Hace tres décadas una narrativa hegemónica se disgregó en 15 relatos independientes. Ucrania, una de las 15 repúblicas que conformaban la Unión Soviética, emergió entonces como un país de nuevo cuño después de varios siglos bajo la influencia de la fuerza centrífuga rusa, que lo absorbía todo, desde la receta del borsch al talento literario. Por la teoría interesada de las zonas de influencia o de patrimonio compartido, la inercia persiste: Rusia, aun después de separarse del jardín de los cerezos que creía suyo (la obra de Chéjov homónima se desarrolla en los alrededores de Járkov), insiste en reclamar sus frutos. Al mirarse en Ucrania, se ve reflejada a sí misma, o lo que considera una prolongación suya.

En un polémico artículo sobre la unidad histórica de unos y otros, Putin puso como ejemplo a Gógol, "un patriota ruso" -el mismo calificativo que empleó el editorial del Pravda en el centenario de su muerte (1952)- que coloreó sus obras "escritas en ruso" con "refranes y motivos populares de la Rusia Menor". En la misma frase, el inquilino del Kremlin recalcó tres veces la adscripción del escritor.

El ejemplo de Nikolái Gógol (o Mykola Hohol, en ucraniano) es paradigmático. Del capote de un emigrante de la margen izquierda del Dniéper llegado a San Petersburgo en busca de empleo surgió toda la narrativa rusa, después de que un poeta de ascendencia africana como Pushkin hiciera lo propio con la lírica. En cualquier caso, si quería labrarse una carrera literaria debía hacerlo en ruso y ser legitimado en la capital del imperio.

Y he aquí otra vuelta de tuerca: después de irrumpir con relatos inspirados en el folclore ucraniano o los cosacos zaporogos, cuando volvió la mirada a San Petersburgo o las provincias rusas Gógol no dejó títere con cabeza. Su crítica es implacable, tanto en sus cuentos como en El inspector o Las almas muertas. Eso sí, con un derroche de humor, inteligencia y fantasía que obnubiló al personal, incluido el propio zar. Solo un genio podía mostrar a cara descubierta el despotismo fractal que aquejaba a los rusos: de arriba abajo se reproducía el mismo patrón de corruptelas, desidia, servilismo.
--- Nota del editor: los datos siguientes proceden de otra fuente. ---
PR #705, opened 2017-06-02
Automatically register init functions for RcppModules (closes #704)

### LINKED ISSUE #704: Rcpp Modules not working via skeleton generator due to dynamic registration
https://stackoverflow.com/questions/44331117/rcpp-modules-not-working-in-rcpp-0-12-11

@jjallaire we got some more testing / tuning to do :-/

jjallaire:
Addresses https://github.com/RcppCore/Rcpp/issues/704

RcppModules include a native routine "boot" function of the form `_rcpp_module_boot_*`. These functions are not discovered by `tools::package_native_routine_registration_skeleton` so generally need to be hand-added to `init.c`.

This also implies that our current auto-generation of native routine registrations for `RcppExports.cpp` won't register these functions and will therefore fail to create a loadable package. 2 alternatives here:

1) When we see an Rcpp module simply don't attempt to generate native routine registrations (sort of like we do now when we see `init.c`). 

2) Generate native routine registrations for the Rcpp modules.

Happily, we already parse for Rcpp module declarations (since `sourceCpp` supports exporting modules) so it's a very straightforward change to generate the `_rcpp_module_boot_*` functions, which is what we do in this PR.

### DIFF
--- a/R/Rcpp.package.skeleton.R
+++ b/R/Rcpp.package.skeleton.R
@@ -138,7 +138,6 @@ Rcpp.package.skeleton <- function(name = "anRpackage", list = character(),
             file.copy(file, src)
             message(" >> copied ", file, " to src directory" )
         }
-        compileAttributes(root)
     }
 
     if (example_code) {
@@ -146,10 +145,6 @@ Rcpp.package.skeleton <- function(name = "anRpackage", list = character(),
             file.copy(file.path( skeleton, "rcpp_hello_world_attributes.cpp"),
                       file.path( src, "rcpp_hello_world.cpp"))
             message(" >> added example src file using Rcpp attributes")
-            compileAttributes(root)
-            message(" >> compiled Rcpp attributes")
-            message(" >> do NOT modify by hand either RcppExports.cpp or ",
-                    "RcppExports.R")
         } else {
             header <- readLines(file.path(skeleton, "rcpp_hello_world.h"))
             header <- gsub("@PKG@", name, header, fixed = TRUE)
@@ -216,6 +211,11 @@ Rcpp.package.skeleton <- function(name = "anRpackage", list = character(),
 
     if (isTRUE(remove_hello_world)) {
         rm("rcpp_hello_world", envir = env)
+    }
+
+    if (attributes) {
+        compileAttributes(root)
+        message(" >> compiled Rcpp attributes ")
     }
 
     invisible(NULL)
--- a/ChangeLog
+++ b/ChangeLog
@@ -1,6 +1,7 @@
 2017-06-02  JJ Allaire  <jj@rstudio.com>
 
         * src/attributes.cpp: Automatically register init functions for RcppModules
+        * R/Rcpp.package.skeleton.R: compileAttributes only after all code is generated
 
 2017-06-01  JJ Allaire  <jj@rstudio.com>
 
--- a/ChangeLog
+++ b/ChangeLog
@@ -1,3 +1,7 @@
+2017-06-02  JJ Allaire  <jj@rstudio.com>
+
+        * src/attributes.cpp: Automatically register init functions for RcppModules
+
 2017-06-01  JJ Allaire  <jj@rstudio.com>
 
         * src/attributes.cpp: Fix registration for exports with name attribute.
--- a/inst/NEWS.Rd
+++ b/inst/NEWS.Rd
@@ -17,6 +17,7 @@
       or newer (Elias Pipping in \ghpr{698}).
       \item Fix native registration for exports with name attribute (\ghpr{703}
       addressing \ghit{702}).
+      \item Automatically register init functions for RcppModules.
     }
   }
 }
--- a/src/attributes.cpp
+++ b/src/attributes.cpp
@@ -675,8 +675,11 @@ namespace attributes {
         // for generating C++ interfaces
         std::vector<Attribute> cppExports_;
 
-        // for generating native routine registration
+        // for generating Rcpp::export native routine registration
         std::vector<Attribute> nativeRoutines_;
+
+        // for generating module native routine registration
+        std::vector<std::string> modules_;
     };
 
     // Class which manages generating PackageName_RcppExports.h header file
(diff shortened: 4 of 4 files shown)


eddelbuettel:
Nicely done.

eddelbuettel:
Shame on me for not escalating this in March when I adjusted the example we unit test.

eddelbuettel:
Not _quite_ there yet. 

After fresh install from this branch:

```sh
/tmp$ Rscript -e "Rcpp::Rcpp.package.skeleton('foo', module = TRUE)"  Creating directories ...
Creating DESCRIPTION ...
Creating NAMESPACE ...
Creating Read-and-delete-me ...
Saving functions and data ...
Making help files ...
Done.
Further steps are described in './foo/Read-and-delete-me'.

Adding Rcpp settings
 >> added Imports: Rcpp
 >> added LinkingTo: Rcpp
 >> added useDynLib directive to NAMESPACE
 >> added import(methods, Rcpp) directive to NAMESPACE
 >> added example src file using Rcpp attributes
 >> compiled Rcpp attributes
 >> do NOT modify by hand either RcppExports.cpp or RcppExports.R
 >> added Rd file for rcpp_hello_world
 >> copied the example module file 
/tmp$ R CMD INSTALL foo
* installing *source* package ‘foo’ ...
** libs
ccache g++ -I/usr/share/R/include -DNDEBUG  -I"/usr/local/lib/R/site-library/Rcpp/include"    -fpic  -g -O3 -Wall -pipe -pedantic -Wextra -Wno-empty-body -Wno-unused -c Num.cpp -o Num.o
ccache g++ -I/usr/share/R/include -DNDEBUG  -I"/usr/local/lib/R/site-library/Rcpp/include"    -fpic  -g -O3 -Wall -pipe -pedantic -Wextra -Wno-empty-body -Wno-unused -c RcppExports.cpp -o RcppExports.o
ccache g++ -I/usr/share/R/include -DNDEBUG  -I"/usr/local/lib/R/site-library/Rcpp/include"    -fpic  -g -O3 -Wall -pipe -pedantic -Wextra -Wno-empty-body -Wno-unused -c rcpp_hello_world.cpp -o rcpp_hello_world.o
ccache g++ -I/usr/share/R/include -DNDEBUG  -I"/usr/local/lib/R/site-library/Rcpp/include"    -fpic  -g -O3 -Wall -pipe -pedantic -Wextra -Wno-empty-body -Wno-unused -c rcpp_module.cpp -o rcpp_module.o
ccache g++ -I/usr/share/R/include -DNDEBUG  -I"/usr/local/lib/R/site-library/Rcpp/include"    -fpic  -g -O3 -Wall -pipe -pedantic -Wextra -Wno-empty-body -Wno-unused -c stdVector.cpp -o stdVector.o
g++ -shared -L/usr/lib/R/lib -Wl,-Bsymbolic-functions -Wl,-z,relro -o foo.so Num.o RcppExports.o rcpp_hello_world.o rcpp_module.o stdVector.o -L/usr/lib/R/lib -lR
installing to /usr/local/lib/R/site-library/foo/libs
** R
** preparing package for lazy loading
** help
*** installing help indices
** building package indices
** testing if installed package can be loaded
Error: package or namespace load failed for ‘foo’ in .doLoadActions(where, attach):
 error in load action .__A__.1 for package foo: loadModule(module = "NumEx", what = TRUE, env = ns, loadNow = TRUE): Unable to load module "NumEx": Failed to initialize module pointer: Error in FUN(X[[i]], ...): no such symbol _rcpp_module_boot_NumEx in package foo

Error: loading failed
Execution halted
ERROR: loading failed
* removing ‘/usr/local/lib/R/site-library/foo’
/tmp$ 
```

jjallaire:
I think the problem is that compileAttributes is called within
Rcpp::package.skeleton *before* the module code is added. I'll change the
order and it should resolve things.

On Fri, Jun 2, 2017 at 12:17 PM, Dirk Eddelbuettel <notifications@github.com

jjallaire:
Okay, just pushed a fix

eddelbuettel:
Works like a charm now.

R/Rcpp.package.skeleton.R
```diff
@@ -218,6 +213,11 @@ Rcpp.package.skeleton <- function(name = "anRpackage", list = character(),
         rm("rcpp_hello_world", envir = env)
     }
 
+    if (attributes) {
+        compileAttributes(root)
+        message(" >> compiled Rcpp attributes ")
+    }
+
```
eddelbuettel: Maybe I am short of coffee bu `if (attributes) {` relies on `attributes==TRUE`.  We could have a case of `modules=TRUE` (as in #704) _and also_ `attributes=FALSE`, no?   Needless complication?

jjallaire:
I think it's a little more involved than first appears, if we do this:

```bash
Rcpp::Rcpp.package.skeleton('foo', module = TRUE, attributes = FALSE)
```

Then the `attributes = FALSE` causes us to generate init.c (which will in turn cause compileAttributes to do no registration). So calling compileAttributes in that case won't actually change the output, but rather will generate an RcppExports.cpp that has nothing in it.

I'd say if the user asks for modules and no attributes then they mean no auto-generation behavior and they'll futz with init.c manually themselves.

eddelbuettel:
Agreed.  Let's go with this now and clean up spillage should it occur.  `Rcpp.package.skeleton()` is already used less than it used to given the 'make me a package' feature in a certain IDE.  And use of modules is even less common.  And modules with attributes=FALSE ... may just never happen.

BenoitLondon:
Thanks for the fix! Do you know when you will release it? I wanted to know if I should use master or wait for the release.

eddelbuettel:
@BenoitLondon See my [recent post to the rcpp-devel list](http://lists.r-forge.r-project.org/pipermail/rcpp-devel/2017-June/009602.html) with pointers to the drat repo.  You can install Rcpp 0.12.11.2 from there.  (Master works too but the git repo could be unstable.)

BenoitLondon:
Thanks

Se le afeó que no perfilara un solo personaje ruso positivo, mientras que los ucranianos desprendían candor y autenticidad. No ajeno a esas suspicacias, cuando una amiga le preguntó si su alma era rusa o ucraniana, vino a contestar que no lo sabía, que un ucraniano no era menos que un ruso y viceversa, y si no eran lo mismo -porque sus raíces son disímiles-, en todo caso se complementaban.
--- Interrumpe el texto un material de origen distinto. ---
PR #706, opened 2017-06-04
Protect function argument to rcpp_set_stack_trace()

krlmlr:
which *may* be gc-ed otherwise.

I was unable to create a reproducible example for this problem, but I have [two stack traces](https://gist.github.com/krlmlr/501043e57573abe9d47d13be69fb88ff) from test runs for dplyr with valgrind and gctorture enabled that indicate that this may be the source of a problem. I'm not seeing these errors anymore after applying this fix.

### DIFF
--- a/inst/NEWS.Rd
+++ b/inst/NEWS.Rd
@@ -8,6 +8,7 @@
     \item Changes in Rcpp API:
     \itemize{
       \item The \code{tinyformat.h} header now ends in a newline (\ghit{701}).
+      \item Fixed rare protection error that occurred when fetching stack traces during the construction of an Rcpp exception (Kirill Müller in \ghit{706}).
     }
     \item Changes in Rcpp Attributes:
     \itemize{
--- a/src/barrier.cpp
+++ b/src/barrier.cpp
@@ -121,7 +121,6 @@ SEXP rcpp_get_stack_trace() {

Aun así, cuando Gógol emprendió la segunda parte de su gran novela, que sería en teoría más optimista respecto al porvenir del carácter nacional ruso, murió (literalmente) en el intento.

La historia de las letras ucranianas es la de un doloroso «a pesar de». Al margen del idioma en el que se haya expresado, ha sido rehén de sus fronteras físicas imprecisas y de las políticas cambiantes, del menosprecio o prohibición del ucraniano como lengua literaria, de los imperios y mancomunidades, de la asimilación cultural ruso-soviética, de la represión, del asesinato por hambruna, las purgas y los desplazamientos forzados. El nazismo dio la puntilla al metatexto políglota y multicultural ucraniano -tan fértil como su históricamente codiciada tierra negra, el chernozem-, inherente a ciudades de alma cosmopolita como Odesa o Lviv.
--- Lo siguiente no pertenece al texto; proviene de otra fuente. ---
PR #803, opened 2023-08-04
Configure copr repo dnf5-testing

inknos:
This pr enable dnf5 builds that obsolete dnf5
it is used by https://copr.fedorainfracloud.org/coprs/rpmsoftwaremanagement/dnf5-testing/
related to: https://github.com/rpm-software-management/dnf/pull/1976

### DIFF
--- a/dnf5.spec
+++ b/dnf5.spec
@@ -2,6 +2,8 @@
 %global project_version_minor 1
 %global project_version_patch 1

Y así, porque se expresaron en una lengua distinta al ucraniano, porque sus vidas los llevaron a cambiar de nacionalidad por una u otra razón, no imaginamos que un pedazo de Ucrania se lee en el polaco de Zbigniew Herbert, Adam Zagajewski, Stanislaw Lem, Bruno Schulz o Zanna Sloniowska (pronto en Alianza), el hebreo del Nobel Shmuel Yosef Agnón, el portugués brasileño de Clarice Lispector, el francés de Irène Némirovsky, el inglés de Conrad o el alemán de Joseph Roth.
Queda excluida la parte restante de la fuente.